# Requirement
In the records below, find the line holding "PR #14903, opened 2025-12-12" and the line holding "- The published version is lost". Set down both, with every line between them, exactly.

# Provided records
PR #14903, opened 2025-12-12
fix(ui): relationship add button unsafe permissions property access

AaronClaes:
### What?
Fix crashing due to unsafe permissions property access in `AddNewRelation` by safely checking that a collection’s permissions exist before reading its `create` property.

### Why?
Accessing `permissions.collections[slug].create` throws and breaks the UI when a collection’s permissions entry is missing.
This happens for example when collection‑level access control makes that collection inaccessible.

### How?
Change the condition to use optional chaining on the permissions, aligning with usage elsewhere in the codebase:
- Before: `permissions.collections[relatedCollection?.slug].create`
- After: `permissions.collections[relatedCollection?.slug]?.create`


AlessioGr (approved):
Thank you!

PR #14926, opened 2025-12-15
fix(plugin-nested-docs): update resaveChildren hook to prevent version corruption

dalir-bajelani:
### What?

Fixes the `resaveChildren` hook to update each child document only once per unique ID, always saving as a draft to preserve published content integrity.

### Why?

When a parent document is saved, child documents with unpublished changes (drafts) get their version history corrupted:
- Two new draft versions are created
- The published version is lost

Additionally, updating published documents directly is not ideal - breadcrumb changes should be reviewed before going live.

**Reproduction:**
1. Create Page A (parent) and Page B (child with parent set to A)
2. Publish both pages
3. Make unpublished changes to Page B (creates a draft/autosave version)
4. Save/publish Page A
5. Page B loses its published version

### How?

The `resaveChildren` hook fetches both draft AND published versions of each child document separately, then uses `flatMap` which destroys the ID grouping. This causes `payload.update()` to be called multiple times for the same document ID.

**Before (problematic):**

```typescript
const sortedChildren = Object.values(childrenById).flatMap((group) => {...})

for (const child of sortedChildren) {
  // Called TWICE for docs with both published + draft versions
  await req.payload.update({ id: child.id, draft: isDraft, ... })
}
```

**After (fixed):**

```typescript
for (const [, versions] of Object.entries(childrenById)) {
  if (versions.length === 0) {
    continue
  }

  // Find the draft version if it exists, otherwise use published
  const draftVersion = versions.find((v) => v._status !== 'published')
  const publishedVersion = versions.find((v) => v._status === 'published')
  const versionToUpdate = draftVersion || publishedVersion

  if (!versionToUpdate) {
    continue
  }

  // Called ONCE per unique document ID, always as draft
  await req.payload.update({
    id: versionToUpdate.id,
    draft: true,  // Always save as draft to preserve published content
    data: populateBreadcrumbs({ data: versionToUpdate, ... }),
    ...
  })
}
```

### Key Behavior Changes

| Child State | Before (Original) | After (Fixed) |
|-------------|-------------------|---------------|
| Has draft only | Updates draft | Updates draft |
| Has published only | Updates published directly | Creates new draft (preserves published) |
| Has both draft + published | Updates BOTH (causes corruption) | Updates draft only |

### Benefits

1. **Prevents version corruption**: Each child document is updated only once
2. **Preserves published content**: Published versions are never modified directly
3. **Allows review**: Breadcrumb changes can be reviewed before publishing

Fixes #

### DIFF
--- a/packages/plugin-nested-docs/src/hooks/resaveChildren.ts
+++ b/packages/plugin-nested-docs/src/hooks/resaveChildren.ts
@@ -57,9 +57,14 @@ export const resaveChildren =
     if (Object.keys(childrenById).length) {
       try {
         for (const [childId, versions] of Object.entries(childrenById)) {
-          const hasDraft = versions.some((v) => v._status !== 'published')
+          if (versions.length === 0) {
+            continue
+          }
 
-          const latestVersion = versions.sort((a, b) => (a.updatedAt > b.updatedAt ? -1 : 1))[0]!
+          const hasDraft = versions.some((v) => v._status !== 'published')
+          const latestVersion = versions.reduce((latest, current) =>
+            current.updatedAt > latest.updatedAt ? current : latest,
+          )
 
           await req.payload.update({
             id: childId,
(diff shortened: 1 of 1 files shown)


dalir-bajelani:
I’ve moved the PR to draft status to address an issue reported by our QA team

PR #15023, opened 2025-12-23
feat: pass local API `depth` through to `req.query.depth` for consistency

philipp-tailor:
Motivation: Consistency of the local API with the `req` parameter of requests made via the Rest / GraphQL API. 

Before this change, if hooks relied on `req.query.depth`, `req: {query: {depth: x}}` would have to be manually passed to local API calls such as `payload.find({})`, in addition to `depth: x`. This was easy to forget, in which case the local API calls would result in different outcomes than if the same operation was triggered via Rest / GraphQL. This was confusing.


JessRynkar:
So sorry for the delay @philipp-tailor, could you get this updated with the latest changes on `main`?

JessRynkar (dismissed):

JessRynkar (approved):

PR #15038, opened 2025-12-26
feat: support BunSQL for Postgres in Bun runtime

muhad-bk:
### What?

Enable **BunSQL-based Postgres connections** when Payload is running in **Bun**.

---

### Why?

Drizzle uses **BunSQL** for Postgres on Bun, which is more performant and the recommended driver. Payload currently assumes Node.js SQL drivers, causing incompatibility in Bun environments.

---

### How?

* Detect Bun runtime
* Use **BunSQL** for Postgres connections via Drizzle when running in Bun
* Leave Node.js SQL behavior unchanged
--
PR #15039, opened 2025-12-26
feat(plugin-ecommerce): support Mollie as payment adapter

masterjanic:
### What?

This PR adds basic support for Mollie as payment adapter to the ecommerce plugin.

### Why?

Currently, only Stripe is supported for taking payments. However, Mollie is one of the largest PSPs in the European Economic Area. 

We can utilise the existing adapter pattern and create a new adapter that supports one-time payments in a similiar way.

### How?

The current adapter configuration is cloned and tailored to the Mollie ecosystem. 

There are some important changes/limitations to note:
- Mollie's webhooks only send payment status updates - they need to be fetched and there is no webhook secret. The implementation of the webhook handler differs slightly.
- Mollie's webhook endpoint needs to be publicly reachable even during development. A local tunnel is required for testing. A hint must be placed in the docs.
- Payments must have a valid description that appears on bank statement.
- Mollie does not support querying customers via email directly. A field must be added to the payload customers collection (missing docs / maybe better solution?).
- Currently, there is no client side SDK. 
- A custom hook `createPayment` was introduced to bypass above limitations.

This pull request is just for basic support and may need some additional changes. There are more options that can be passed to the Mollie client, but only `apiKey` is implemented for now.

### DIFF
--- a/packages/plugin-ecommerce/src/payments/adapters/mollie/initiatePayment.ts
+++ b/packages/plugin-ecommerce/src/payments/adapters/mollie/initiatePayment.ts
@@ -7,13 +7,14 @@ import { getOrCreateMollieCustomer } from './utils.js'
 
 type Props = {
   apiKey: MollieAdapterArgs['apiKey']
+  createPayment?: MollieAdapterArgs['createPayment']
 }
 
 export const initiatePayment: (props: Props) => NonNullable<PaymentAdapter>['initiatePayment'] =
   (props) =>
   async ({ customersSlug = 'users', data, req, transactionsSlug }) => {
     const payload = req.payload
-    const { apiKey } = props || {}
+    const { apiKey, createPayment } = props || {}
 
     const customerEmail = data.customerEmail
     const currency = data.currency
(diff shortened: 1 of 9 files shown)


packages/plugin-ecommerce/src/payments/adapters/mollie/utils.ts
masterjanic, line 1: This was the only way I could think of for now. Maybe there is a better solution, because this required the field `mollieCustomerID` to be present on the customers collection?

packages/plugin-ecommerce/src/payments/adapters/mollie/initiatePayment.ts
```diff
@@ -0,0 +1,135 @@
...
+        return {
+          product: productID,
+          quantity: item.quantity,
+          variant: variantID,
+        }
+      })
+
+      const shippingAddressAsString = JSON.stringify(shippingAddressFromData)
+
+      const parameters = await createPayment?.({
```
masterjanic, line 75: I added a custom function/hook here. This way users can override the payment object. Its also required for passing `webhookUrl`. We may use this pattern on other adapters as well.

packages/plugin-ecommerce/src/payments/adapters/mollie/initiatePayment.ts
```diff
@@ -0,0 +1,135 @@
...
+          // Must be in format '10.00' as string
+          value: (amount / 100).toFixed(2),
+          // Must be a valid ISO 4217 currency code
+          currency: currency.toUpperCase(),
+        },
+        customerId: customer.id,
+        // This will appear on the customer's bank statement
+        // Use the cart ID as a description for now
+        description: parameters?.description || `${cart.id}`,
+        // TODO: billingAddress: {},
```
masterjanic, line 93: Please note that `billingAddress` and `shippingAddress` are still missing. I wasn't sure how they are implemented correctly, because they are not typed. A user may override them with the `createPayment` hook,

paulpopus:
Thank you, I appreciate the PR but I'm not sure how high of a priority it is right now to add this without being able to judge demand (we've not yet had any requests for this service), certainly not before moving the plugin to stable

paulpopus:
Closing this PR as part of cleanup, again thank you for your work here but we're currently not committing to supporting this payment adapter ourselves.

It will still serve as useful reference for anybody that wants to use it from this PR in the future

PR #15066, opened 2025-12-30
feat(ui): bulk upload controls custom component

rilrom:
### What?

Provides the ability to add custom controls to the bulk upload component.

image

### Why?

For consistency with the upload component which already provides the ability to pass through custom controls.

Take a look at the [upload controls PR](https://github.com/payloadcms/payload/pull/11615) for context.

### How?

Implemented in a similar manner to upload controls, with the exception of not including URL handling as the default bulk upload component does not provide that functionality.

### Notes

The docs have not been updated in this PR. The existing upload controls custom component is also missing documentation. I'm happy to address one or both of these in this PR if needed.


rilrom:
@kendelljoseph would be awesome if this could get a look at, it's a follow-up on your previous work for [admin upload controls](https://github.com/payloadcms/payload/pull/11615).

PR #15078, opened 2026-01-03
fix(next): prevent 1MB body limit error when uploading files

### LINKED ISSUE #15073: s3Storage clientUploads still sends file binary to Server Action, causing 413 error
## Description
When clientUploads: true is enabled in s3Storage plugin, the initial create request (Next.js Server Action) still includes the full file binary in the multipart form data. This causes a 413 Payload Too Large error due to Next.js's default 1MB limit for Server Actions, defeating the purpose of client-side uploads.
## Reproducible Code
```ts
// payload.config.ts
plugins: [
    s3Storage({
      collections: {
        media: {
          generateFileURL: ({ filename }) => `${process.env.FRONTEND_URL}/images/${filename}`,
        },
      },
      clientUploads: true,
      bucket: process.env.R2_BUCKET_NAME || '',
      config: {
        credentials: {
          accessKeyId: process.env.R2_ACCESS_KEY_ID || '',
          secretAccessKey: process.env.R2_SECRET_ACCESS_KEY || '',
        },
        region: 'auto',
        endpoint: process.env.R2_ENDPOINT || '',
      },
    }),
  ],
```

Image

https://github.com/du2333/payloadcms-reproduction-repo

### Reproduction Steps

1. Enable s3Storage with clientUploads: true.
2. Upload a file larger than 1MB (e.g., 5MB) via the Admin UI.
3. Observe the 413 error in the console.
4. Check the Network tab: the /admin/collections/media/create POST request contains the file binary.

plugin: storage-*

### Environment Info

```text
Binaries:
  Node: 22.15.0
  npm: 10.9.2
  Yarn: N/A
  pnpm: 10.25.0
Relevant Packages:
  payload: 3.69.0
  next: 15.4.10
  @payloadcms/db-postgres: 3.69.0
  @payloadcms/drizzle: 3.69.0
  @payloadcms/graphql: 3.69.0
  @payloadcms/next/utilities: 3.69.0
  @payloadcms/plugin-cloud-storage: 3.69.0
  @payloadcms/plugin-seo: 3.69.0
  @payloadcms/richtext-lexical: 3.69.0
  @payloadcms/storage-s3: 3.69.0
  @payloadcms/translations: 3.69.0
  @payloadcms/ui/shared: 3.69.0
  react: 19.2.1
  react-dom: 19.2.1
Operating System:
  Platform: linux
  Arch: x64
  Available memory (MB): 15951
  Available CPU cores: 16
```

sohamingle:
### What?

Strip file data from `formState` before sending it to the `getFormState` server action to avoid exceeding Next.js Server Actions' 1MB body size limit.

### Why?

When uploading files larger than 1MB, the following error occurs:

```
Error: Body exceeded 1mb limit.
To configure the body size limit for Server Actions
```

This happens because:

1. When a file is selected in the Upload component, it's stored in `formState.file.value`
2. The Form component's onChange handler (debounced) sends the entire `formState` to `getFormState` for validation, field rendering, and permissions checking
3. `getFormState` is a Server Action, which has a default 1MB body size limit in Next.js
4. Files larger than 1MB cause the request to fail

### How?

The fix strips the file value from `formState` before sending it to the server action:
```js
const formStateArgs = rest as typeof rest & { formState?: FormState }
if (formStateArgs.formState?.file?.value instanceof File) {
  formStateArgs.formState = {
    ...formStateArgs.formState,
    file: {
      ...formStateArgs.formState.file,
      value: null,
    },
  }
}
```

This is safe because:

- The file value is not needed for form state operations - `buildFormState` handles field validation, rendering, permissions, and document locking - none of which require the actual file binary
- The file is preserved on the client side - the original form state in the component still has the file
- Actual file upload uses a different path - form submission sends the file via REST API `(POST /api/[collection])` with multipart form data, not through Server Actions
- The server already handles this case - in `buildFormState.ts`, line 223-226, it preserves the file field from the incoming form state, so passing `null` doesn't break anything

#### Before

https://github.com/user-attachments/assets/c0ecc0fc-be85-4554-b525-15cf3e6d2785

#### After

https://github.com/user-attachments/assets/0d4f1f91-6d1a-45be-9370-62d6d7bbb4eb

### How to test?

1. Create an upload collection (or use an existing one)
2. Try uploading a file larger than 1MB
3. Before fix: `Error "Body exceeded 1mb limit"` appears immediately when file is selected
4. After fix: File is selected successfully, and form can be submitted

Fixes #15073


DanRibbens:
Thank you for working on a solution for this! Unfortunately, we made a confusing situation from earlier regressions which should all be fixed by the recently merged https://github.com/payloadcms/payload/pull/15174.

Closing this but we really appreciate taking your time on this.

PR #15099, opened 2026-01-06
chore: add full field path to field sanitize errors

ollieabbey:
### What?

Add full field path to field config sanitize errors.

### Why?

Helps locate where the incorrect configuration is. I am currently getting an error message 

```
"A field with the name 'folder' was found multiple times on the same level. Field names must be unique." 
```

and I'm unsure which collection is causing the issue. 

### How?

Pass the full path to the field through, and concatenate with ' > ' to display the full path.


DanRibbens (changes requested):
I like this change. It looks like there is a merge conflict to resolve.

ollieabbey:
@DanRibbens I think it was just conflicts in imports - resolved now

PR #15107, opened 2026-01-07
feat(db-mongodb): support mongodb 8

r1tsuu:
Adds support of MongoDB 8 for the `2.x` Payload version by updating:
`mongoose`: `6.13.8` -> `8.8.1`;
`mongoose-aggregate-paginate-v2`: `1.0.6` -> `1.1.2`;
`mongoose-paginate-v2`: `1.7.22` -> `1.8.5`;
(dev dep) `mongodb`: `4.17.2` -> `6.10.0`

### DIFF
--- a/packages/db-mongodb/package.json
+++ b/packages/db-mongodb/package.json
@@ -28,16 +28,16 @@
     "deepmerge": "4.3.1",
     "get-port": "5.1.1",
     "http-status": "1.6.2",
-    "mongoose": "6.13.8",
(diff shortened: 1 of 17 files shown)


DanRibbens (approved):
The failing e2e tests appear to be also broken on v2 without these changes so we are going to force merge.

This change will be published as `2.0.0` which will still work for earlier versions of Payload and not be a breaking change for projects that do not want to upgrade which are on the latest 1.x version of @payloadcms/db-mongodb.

# Exercise answer
PR #14903, opened 2025-12-12
fix(ui): relationship add button unsafe permissions property access

AaronClaes:
### What?
Fix crashing due to unsafe permissions property access in `AddNewRelation` by safely checking that a collection’s permissions exist before reading its `create` property.

### Why?
Accessing `permissions.collections[slug].create` throws and breaks the UI when a collection’s permissions entry is missing.
This happens for example when collection‑level access control makes that collection inaccessible.

### How?
Change the condition to use optional chaining on the permissions, aligning with usage elsewhere in the codebase:
- Before: `permissions.collections[relatedCollection?.slug].create`
- After: `permissions.collections[relatedCollection?.slug]?.create`


AlessioGr (approved):
Thank you!

PR #14926, opened 2025-12-15
fix(plugin-nested-docs): update resaveChildren hook to prevent version corruption

dalir-bajelani:
### What?

Fixes the `resaveChildren` hook to update each child document only once per unique ID, always saving as a draft to preserve published content integrity.

### Why?

When a parent document is saved, child documents with unpublished changes (drafts) get their version history corrupted:
- Two new draft versions are created
- The published version is lost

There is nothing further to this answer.